At the beginning of my research I wondered: how did the Division of Inquiry (DI) hope to address such a wide range of questions? The annual reports shed little light on the day-to-day operations. However, in the Bureau of Fisheries Records found at the Archives, I found the logbook of three scientists at the Beaufort, North Carolina laboratory which offered a glimpse of daily events during the summer of 1912.

Observation Tank, Beaufort Laboratory.

Graph of the Silver Perch (Bairdiella Chrysoura) catch at Beaufort.

 

Opened to researchers in 1902, the laboratory at Beaufort was inhabited by a mixture of scientists and students on leave from universities, laboratory workers, and collectors. The scientific work performed at Beaufort was as varied as its residents. The logbook of fishes kept jointly by City College of New York graduate students Lewis Radcliffe, William J. Crozier, and Selig Hecht working throughout the summer for Bureau, recorded how the Division of Inquiry was able to focus on multiple levels of analysis in the study of the wide range of subjects they enumerated in their mission statement.

The study of the habits, migrations, and spawning of fishes required the catch of large amounts of fishes off the North Carolina coast. Daily, large research vessels left the Beaufort laboratory to fish the surrounding waters. The biologists on board took stock of the amount of each species caught, as well as their maturity level, in order to ascertain when the fishes migrated and spawned. Seeing the graphs of these hauls in the logbooks demonstrates how scientists were synthesizing these large catches of fishes into usable data.

 

Log of Fishes Taken at Beaufort, NC, June to September 1912.

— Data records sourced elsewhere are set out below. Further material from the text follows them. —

PR #1886, opened 2017-08-06
Fix bug in font-loader where woff2 is not matched

daveish:
Fixes a bug in the font-loader configuration where woff2 is never matched.


daveish:
Never mind, sorry.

The individual specimen was as important as the aggregate group. Thousands of fishes were hauled in the nets, only to be picked through by scientists looking for specimens to describe and preserve for future work. Each specimen was weighed and measured; the sex, as well as any noticeable characteristics, were noted; and a necropsy (an autopsy performed on an animal) was performed to ascertain what the fish had eaten. While everyday specimens were examined to get a general understanding of the habits of the area fishes, the new or unusual species was especially coveted. Lewis Radcliffe was so excited to see a Cobia (Rachycentron canadum) in the shallower waters near the laboratory dock (they usually live in the open ocean),  he hurriedly caught the oversized fish with the only collecting tool he had on hand—his hat! Through analyzing these entries, I could see what information was important for the scientists to catalog so that the life history of each species was built during succeeding years of research at Beaufort.

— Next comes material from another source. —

Issue #1745, opened 2017-05-05
I've managed to use sagas but not in react-boilerplate


bernatfortet:
After hours of looking around I can't find out how to deal with redux-sagas inside of react-boilerplate. Here is what I have:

Drawing of mummichog’s defensive position, July 20, 1912.

 

Living specimens were brought to the laboratory aquariums for further observation, illustration, and experimental study. The drawing of the fish that appears to the right was made after observing a peculiar behavior of predation between the much larger mummichog (Fundulus heteroclitus heteroclitus) and a group of small pupfish (Cyprinodon) that were attacking it. The logbooks show a particular interest in transferring living animals from the larger marine environment into the laboratory so that they could be viewed for extended periods of time, suggesting that viewing living specimens and understanding behavior were also important to biologists.

While the mission of the Division of Inquiry at first seemed overly broad, by studying the logbooks I was able to see that scientists at these stations utilized different tools and methods for building a vision of the marine environment from the description of individual specimens to the analysis of migration patterns and animal behavior of whole species.